Today’s post is written by Tamara D. Fickas.

The Writing Life can be a hard life sometimes. Well, maybe a lot of times; especially these days when agents and publishers are inundated with submissions. The competition is fierce and even good writers and great writers experience the dreaded rejection letter. It can be disheartening even though we all know it’s part of the job.

The past two weeks I have been gimping around with a muscle in my shoulder that is in massive spasm.  This has resulted in incredible pain and three agonizing days off work at my day job. Even writing has been a distant dream during this time.

Last week while I was off work I spent most of the time on my couch drifting in and out of a pain medication induced sleep while different shows rambled on the TV. My shows of choice lately have been crime dramas like NCIS and Law and Order, but one day I couldn’t find any of my go-to shows so I settled on The Waltons.

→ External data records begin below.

PR #281, opened 2017-10-17
[tx-robot] updated from transifex

korelstar:
(can be left open until the next release is arranged)


stefan-niedermann:
Oops, forgot this for `0.13.0`.

korelstar:
You also forgot to set the new version in `app/build.gradle`! Now, we have a tag `v0.13.0` with version name `0.12.1`. Can this be a problem with the automatic releases on F-Droid?

I suggest to go directly to `0.13.1` (tag and `build.gradle`) in order to avoid problems.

Some of you may know The Waltons, but for others, it may be before your time. For those of you who don’t know the show it is set in the Great Depression and follows the life of a large family in Virginia. John-Boy Walton, played by Richard Thomas (and one of my pre-teen crushes), is a young man who aspires to be a writer. The episodes usually start and end with him narrating as he writes about the happenings in the family.

One episode I saw last week made an impression even though I can’t remember all the details. It starts out with John-Boy sending off an article to a magazine and waiting. Meanwhile, life happens and he gets focused on something else and forgets about waiting for the answer to his submission.

At the end of the show the letter finally comes and it is a rejection. Surrounded by his family he stuffs it in his back pocket and says something like, “Oh well, maybe it wasn’t good enough anyway.”  But his mother (or father. Again, I can’t remember thanks to the painkiller I was on last week) pulls the letter out and reads it.

They respond to John-Boy, “It says that the article was good, but doesn’t meet their current needs. That means it doesn’t meet their needs right now, but maybe next month their needs will change and it will be right.”

The show ends with John-Boy at his desk writing in his journal. His voice again narrates as he writes. He marvels at the way his family handled the rejection slip and wrote, “My family treated my first rejection slip as a victory.”

The wisdom of those words still ring true. Writers face rejection slips. There are many reasons that agents or editors reject a work. Many of them have nothing to do with poorly written manuscripts. We need to remember that just because it doesn’t meet their needs now, it may later, or it may meet another publisher’s current needs.

Don’t let the fear of rejection hold you back. The victory is in continuing in your pursuit. Keep submitting. Rejection isn’t failure; the only failure is to give up on your talent before God has used it for His purpose.